What you need to do: Report every line in the records below that holds the word "raise".

Records shown:
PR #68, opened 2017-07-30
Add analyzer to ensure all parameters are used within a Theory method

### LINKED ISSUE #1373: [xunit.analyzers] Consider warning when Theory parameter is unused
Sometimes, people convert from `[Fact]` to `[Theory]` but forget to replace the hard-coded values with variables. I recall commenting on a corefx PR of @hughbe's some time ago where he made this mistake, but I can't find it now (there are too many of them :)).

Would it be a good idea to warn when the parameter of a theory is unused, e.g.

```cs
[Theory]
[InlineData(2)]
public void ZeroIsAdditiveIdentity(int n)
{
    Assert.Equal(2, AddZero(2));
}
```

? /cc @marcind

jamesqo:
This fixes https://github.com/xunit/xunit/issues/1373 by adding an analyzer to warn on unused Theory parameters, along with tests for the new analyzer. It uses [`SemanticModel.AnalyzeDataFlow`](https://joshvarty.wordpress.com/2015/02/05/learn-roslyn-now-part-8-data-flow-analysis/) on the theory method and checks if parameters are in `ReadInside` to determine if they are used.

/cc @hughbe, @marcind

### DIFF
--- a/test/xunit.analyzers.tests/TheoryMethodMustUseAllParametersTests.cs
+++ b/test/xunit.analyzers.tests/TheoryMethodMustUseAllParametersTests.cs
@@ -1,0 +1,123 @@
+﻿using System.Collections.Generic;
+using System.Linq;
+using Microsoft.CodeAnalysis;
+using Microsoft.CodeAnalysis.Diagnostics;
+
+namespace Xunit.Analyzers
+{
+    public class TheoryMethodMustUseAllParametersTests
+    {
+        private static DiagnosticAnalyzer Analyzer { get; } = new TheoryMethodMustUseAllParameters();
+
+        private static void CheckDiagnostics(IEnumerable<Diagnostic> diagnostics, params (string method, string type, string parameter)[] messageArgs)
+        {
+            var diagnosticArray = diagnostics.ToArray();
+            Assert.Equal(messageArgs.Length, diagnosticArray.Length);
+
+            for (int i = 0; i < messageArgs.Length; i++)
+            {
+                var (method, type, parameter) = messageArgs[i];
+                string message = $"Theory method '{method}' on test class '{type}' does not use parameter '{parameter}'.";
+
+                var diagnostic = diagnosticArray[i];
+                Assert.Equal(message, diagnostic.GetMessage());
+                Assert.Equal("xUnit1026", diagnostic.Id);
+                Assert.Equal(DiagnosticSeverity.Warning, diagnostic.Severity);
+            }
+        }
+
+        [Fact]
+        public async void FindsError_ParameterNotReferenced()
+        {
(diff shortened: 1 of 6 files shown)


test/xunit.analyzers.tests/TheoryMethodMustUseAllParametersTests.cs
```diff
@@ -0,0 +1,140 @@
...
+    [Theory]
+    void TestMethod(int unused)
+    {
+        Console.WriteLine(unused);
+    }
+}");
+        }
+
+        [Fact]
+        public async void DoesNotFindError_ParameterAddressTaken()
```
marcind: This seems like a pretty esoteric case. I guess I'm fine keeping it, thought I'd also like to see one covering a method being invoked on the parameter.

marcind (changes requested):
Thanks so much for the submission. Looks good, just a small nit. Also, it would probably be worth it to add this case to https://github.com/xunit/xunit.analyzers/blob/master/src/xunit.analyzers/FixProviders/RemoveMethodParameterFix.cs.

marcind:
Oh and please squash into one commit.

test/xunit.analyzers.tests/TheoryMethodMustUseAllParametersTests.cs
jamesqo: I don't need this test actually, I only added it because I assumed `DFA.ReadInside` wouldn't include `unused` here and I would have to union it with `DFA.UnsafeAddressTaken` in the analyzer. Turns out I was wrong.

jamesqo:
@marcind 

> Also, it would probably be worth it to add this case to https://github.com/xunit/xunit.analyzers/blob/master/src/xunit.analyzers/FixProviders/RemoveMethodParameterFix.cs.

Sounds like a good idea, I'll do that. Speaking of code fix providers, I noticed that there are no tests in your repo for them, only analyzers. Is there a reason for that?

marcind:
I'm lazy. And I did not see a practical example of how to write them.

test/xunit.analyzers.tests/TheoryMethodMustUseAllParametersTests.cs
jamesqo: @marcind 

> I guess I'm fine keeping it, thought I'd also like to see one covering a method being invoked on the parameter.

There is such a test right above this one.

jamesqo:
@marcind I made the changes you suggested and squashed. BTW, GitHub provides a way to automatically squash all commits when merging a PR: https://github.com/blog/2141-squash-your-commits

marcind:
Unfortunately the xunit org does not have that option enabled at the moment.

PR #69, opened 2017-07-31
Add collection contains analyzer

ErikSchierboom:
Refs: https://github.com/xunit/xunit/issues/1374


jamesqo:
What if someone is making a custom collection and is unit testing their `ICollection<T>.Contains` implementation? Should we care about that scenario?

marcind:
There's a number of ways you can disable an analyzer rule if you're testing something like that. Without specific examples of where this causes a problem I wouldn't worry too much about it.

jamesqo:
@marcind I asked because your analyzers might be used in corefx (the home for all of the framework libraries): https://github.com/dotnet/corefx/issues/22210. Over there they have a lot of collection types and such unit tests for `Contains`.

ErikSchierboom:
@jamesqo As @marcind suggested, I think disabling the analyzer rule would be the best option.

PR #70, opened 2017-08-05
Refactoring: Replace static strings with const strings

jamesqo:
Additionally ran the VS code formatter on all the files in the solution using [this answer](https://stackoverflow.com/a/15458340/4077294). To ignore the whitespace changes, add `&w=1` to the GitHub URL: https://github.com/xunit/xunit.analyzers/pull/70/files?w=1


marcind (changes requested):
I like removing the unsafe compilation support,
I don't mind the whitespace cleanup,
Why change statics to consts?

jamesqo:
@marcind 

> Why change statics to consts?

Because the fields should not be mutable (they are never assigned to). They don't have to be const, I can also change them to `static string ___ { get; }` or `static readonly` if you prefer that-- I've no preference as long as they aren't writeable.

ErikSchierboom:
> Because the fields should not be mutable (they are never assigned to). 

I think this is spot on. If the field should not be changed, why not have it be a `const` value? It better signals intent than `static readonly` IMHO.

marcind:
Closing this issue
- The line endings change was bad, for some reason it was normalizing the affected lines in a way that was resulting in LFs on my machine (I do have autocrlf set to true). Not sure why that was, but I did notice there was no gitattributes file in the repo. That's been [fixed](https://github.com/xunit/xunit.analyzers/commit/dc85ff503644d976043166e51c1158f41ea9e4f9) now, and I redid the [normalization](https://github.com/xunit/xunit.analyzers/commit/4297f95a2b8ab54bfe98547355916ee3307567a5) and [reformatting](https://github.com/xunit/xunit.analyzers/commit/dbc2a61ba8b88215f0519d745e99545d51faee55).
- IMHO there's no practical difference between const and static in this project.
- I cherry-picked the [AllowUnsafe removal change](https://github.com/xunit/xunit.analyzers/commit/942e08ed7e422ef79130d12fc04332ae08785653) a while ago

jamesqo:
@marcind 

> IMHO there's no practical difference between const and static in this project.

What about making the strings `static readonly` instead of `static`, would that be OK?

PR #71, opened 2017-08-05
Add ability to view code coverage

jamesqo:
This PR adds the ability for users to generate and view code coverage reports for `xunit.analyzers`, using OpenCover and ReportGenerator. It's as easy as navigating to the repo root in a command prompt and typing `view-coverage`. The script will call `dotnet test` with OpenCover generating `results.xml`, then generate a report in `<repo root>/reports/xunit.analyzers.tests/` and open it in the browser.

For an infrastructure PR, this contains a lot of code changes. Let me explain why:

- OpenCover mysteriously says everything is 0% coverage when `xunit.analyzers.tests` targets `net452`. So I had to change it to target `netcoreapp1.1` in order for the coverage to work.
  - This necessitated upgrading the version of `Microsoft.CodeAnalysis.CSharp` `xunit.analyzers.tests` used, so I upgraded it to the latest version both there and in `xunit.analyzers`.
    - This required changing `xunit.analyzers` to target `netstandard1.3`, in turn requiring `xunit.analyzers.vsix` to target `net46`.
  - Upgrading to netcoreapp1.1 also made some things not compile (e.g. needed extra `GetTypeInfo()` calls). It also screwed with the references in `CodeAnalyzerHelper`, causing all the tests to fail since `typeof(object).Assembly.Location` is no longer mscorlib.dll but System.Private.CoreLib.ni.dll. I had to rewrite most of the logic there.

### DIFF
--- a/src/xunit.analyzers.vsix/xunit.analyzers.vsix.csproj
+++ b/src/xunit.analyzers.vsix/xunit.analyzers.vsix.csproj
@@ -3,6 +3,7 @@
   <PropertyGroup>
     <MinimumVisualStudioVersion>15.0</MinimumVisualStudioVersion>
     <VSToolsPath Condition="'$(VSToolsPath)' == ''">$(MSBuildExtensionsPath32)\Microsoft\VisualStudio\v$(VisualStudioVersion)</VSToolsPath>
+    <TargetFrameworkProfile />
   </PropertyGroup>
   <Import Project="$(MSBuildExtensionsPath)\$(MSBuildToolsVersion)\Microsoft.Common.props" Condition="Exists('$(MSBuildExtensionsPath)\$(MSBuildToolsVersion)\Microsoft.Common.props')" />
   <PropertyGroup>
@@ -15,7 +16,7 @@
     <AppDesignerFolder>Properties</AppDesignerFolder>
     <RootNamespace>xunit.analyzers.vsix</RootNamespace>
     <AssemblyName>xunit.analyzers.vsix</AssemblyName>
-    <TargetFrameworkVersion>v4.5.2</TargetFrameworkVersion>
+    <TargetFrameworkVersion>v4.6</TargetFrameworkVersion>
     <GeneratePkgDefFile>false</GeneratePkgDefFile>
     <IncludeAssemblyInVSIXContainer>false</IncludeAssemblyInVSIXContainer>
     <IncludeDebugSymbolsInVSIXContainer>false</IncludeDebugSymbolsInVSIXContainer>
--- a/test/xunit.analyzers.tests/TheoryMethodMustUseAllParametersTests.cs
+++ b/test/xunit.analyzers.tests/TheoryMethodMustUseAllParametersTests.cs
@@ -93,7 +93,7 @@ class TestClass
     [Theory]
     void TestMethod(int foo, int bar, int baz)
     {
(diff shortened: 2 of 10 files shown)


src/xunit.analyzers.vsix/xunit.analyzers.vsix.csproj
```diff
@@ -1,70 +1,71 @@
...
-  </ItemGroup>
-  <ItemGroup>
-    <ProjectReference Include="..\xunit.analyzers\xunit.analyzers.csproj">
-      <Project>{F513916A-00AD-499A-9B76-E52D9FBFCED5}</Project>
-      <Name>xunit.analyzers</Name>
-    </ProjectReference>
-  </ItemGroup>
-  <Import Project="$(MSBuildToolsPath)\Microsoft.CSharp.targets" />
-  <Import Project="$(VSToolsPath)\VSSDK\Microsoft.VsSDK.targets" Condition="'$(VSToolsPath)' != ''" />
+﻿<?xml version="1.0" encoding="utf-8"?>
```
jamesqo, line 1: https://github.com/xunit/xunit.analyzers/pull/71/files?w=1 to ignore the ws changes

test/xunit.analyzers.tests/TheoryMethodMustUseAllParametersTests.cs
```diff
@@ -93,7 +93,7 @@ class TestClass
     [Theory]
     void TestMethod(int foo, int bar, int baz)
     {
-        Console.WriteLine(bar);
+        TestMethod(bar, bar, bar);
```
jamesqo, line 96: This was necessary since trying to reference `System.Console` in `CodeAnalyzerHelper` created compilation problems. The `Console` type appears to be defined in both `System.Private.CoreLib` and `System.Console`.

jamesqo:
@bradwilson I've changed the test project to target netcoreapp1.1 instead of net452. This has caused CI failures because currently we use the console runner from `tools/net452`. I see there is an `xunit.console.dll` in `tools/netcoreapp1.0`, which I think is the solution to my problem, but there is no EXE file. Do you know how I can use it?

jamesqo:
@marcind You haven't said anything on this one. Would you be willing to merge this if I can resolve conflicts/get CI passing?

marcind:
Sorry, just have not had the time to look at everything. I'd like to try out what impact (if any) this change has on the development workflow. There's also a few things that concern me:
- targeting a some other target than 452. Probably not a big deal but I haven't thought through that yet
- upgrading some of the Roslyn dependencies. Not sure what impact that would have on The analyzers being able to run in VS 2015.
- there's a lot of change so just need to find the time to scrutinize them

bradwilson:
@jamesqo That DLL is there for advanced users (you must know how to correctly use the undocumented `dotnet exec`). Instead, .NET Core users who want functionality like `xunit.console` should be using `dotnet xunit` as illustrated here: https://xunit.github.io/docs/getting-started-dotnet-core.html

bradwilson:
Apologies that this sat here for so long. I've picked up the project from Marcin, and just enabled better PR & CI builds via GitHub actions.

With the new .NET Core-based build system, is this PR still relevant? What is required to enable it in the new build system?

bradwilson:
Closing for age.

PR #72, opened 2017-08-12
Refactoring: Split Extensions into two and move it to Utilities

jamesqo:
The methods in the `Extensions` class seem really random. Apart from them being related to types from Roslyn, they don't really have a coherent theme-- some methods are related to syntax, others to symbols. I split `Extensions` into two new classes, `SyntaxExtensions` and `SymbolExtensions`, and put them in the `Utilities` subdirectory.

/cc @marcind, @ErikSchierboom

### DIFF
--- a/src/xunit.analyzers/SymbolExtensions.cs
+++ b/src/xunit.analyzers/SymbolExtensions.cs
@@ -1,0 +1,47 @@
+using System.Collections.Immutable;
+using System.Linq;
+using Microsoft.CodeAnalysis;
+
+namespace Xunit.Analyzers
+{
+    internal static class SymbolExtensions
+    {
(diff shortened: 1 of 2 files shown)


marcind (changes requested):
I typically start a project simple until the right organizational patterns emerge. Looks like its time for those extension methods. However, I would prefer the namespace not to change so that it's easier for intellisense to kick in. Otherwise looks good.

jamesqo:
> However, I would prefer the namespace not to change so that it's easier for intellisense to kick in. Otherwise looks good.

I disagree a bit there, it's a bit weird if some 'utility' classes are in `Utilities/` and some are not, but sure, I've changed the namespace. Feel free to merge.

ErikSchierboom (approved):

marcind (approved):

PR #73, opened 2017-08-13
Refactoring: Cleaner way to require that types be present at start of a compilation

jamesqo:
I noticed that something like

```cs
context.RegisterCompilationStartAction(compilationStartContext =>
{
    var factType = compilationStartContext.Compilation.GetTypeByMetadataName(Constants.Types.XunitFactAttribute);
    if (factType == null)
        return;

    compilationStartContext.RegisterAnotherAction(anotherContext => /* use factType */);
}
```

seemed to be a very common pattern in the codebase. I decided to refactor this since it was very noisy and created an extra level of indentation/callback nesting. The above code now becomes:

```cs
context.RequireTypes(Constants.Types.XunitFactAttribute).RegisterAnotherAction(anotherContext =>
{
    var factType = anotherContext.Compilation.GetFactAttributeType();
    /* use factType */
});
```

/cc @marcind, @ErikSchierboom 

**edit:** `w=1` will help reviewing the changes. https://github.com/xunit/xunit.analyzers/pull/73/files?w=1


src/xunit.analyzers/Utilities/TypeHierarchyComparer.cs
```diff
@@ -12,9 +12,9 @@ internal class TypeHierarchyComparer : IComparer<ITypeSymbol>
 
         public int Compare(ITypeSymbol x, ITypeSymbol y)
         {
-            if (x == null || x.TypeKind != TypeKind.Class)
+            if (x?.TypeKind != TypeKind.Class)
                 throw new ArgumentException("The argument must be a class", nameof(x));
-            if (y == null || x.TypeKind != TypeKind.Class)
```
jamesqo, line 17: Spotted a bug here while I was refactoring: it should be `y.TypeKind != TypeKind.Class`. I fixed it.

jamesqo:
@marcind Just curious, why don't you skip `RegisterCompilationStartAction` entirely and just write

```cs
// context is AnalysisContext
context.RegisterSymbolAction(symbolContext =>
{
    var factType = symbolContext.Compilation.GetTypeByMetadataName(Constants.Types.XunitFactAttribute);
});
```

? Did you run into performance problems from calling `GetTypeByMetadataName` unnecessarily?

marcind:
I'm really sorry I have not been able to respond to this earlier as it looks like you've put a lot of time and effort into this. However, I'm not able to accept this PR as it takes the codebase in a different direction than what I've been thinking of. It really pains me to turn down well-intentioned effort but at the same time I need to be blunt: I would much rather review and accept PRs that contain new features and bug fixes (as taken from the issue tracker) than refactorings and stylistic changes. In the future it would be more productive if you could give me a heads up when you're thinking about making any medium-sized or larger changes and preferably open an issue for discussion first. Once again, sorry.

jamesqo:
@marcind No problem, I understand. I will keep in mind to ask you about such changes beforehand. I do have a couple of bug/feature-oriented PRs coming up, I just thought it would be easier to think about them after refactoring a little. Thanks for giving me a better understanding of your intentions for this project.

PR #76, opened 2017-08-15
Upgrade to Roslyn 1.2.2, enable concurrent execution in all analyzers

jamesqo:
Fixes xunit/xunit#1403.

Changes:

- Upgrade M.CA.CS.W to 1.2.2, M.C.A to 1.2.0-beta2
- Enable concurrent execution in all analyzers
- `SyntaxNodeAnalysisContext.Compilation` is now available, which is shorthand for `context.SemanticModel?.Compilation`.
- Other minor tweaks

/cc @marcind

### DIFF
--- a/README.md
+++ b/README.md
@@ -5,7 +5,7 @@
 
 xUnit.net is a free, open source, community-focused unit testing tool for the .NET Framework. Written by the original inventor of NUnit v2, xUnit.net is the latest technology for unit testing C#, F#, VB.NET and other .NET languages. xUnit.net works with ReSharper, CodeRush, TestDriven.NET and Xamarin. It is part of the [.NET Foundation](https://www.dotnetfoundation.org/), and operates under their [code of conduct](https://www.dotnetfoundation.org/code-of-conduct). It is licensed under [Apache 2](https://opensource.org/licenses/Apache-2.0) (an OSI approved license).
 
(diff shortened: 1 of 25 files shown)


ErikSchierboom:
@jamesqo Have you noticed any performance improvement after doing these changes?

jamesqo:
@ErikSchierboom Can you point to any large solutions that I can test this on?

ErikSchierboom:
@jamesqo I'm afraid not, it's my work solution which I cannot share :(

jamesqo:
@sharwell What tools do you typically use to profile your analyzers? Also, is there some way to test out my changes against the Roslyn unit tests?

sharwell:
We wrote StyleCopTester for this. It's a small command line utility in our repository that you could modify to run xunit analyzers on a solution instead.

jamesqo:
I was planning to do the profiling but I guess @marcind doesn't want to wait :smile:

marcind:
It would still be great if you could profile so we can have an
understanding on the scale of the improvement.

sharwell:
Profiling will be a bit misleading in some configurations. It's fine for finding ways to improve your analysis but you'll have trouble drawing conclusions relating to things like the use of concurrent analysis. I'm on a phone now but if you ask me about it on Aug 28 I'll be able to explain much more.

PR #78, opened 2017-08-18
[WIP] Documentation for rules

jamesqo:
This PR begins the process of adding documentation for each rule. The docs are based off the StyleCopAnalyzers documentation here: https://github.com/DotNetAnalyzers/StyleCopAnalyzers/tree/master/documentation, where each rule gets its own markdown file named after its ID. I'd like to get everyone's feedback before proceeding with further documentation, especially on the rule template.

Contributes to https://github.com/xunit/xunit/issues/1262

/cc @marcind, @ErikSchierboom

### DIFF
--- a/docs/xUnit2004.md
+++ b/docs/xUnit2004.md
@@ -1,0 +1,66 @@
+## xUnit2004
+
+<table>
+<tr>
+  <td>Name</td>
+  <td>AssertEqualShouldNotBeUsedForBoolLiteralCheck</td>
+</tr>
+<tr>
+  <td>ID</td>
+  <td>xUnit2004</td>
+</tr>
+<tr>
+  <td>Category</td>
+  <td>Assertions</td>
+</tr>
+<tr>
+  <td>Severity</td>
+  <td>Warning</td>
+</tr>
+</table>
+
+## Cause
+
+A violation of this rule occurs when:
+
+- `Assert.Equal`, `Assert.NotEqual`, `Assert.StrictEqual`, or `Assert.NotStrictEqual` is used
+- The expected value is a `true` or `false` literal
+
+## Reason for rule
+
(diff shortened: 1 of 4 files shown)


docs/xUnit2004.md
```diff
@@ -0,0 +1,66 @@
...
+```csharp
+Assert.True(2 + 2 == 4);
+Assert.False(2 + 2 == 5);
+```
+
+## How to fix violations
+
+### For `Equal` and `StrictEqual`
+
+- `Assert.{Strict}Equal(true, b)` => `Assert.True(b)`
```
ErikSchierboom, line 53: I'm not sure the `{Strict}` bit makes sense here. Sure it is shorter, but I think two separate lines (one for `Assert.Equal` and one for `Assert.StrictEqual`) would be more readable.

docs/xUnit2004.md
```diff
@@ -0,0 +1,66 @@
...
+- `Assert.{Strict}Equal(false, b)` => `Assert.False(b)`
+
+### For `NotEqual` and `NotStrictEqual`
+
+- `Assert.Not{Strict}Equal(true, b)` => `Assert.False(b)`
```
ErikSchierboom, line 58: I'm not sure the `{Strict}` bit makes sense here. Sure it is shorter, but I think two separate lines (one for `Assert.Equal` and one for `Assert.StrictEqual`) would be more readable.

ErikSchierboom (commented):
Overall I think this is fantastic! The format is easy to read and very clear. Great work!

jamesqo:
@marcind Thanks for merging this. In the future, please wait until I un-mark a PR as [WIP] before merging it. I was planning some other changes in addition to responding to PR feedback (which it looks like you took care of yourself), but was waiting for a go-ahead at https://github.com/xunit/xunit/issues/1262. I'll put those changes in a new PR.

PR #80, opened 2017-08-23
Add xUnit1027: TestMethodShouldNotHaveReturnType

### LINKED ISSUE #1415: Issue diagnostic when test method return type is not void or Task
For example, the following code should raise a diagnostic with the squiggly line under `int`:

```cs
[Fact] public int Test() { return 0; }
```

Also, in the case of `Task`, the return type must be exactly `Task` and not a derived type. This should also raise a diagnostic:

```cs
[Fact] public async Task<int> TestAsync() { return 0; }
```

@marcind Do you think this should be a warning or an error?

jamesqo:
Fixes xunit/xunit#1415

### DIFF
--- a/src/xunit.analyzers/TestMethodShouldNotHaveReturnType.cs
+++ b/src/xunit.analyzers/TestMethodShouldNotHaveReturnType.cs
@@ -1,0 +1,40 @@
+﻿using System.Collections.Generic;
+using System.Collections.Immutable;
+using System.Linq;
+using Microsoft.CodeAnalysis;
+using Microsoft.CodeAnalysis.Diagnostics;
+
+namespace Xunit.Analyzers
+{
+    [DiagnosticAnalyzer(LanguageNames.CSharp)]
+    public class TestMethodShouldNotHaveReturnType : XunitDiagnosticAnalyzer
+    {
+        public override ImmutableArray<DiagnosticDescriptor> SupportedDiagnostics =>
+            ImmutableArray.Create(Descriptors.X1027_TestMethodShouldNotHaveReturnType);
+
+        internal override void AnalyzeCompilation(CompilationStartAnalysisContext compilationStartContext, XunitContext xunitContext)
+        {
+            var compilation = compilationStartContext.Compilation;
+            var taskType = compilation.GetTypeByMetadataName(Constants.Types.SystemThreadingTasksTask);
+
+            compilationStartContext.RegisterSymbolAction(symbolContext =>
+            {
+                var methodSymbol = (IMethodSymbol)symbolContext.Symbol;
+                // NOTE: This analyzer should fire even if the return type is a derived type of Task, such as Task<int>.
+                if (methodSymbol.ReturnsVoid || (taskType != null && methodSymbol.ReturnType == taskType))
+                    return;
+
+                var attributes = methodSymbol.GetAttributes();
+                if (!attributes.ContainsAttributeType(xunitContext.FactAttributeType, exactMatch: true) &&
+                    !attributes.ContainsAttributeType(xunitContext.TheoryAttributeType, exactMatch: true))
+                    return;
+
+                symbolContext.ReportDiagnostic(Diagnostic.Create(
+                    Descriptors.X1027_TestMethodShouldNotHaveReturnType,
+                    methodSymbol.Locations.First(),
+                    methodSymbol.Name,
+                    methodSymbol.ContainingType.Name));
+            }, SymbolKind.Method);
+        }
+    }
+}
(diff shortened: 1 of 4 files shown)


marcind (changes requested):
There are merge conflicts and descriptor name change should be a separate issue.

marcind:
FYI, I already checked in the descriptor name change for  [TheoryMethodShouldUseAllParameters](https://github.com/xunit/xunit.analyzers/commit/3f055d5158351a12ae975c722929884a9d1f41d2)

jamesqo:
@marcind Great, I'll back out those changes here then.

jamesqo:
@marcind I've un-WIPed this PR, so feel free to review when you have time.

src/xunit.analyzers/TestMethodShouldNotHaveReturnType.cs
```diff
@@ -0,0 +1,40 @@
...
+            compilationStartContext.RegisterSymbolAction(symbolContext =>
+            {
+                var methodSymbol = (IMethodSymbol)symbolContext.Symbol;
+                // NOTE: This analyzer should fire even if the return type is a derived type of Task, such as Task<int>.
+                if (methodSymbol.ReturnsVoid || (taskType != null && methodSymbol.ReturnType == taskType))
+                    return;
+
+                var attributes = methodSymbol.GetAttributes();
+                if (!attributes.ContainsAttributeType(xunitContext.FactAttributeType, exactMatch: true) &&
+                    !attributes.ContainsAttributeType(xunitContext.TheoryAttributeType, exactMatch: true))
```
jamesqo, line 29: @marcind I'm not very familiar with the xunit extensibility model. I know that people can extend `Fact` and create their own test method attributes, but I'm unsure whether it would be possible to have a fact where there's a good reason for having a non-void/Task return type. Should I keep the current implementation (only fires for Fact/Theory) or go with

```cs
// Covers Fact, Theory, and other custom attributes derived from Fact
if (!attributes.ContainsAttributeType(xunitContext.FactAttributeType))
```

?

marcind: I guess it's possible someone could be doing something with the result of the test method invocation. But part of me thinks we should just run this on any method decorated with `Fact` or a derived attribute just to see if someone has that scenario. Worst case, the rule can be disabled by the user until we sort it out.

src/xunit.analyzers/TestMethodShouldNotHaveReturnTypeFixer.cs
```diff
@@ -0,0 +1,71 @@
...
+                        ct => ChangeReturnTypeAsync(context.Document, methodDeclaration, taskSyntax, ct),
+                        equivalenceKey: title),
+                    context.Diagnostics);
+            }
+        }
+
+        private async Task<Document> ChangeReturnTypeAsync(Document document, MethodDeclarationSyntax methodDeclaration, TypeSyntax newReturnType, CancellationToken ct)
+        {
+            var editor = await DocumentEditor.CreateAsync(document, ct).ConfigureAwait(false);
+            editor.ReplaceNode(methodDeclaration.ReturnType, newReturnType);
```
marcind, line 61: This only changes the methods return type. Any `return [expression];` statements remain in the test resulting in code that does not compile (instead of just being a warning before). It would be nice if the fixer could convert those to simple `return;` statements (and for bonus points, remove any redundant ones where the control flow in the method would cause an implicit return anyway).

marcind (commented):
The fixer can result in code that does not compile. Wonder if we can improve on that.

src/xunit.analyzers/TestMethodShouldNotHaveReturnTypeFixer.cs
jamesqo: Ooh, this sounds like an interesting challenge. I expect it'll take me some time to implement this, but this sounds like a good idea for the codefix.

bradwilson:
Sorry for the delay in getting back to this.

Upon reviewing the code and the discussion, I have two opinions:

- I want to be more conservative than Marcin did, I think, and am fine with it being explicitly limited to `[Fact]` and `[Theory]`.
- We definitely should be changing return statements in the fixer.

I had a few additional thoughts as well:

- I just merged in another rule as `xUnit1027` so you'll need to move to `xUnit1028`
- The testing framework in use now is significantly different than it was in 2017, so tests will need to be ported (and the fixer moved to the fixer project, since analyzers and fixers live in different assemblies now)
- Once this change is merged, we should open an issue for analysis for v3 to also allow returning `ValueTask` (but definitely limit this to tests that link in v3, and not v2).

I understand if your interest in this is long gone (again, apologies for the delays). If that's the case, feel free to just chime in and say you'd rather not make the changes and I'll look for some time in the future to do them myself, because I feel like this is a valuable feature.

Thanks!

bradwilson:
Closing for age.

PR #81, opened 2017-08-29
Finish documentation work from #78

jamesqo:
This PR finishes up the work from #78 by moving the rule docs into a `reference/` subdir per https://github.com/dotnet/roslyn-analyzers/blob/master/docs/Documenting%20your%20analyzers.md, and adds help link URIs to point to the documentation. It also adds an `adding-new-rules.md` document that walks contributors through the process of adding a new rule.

Solution to the problem:
For example, the following code should raise a diagnostic with the squiggly line under `int`:
Also, in the case of `Task`, the return type must be exactly `Task` and not a derived type. This should also raise a diagnostic:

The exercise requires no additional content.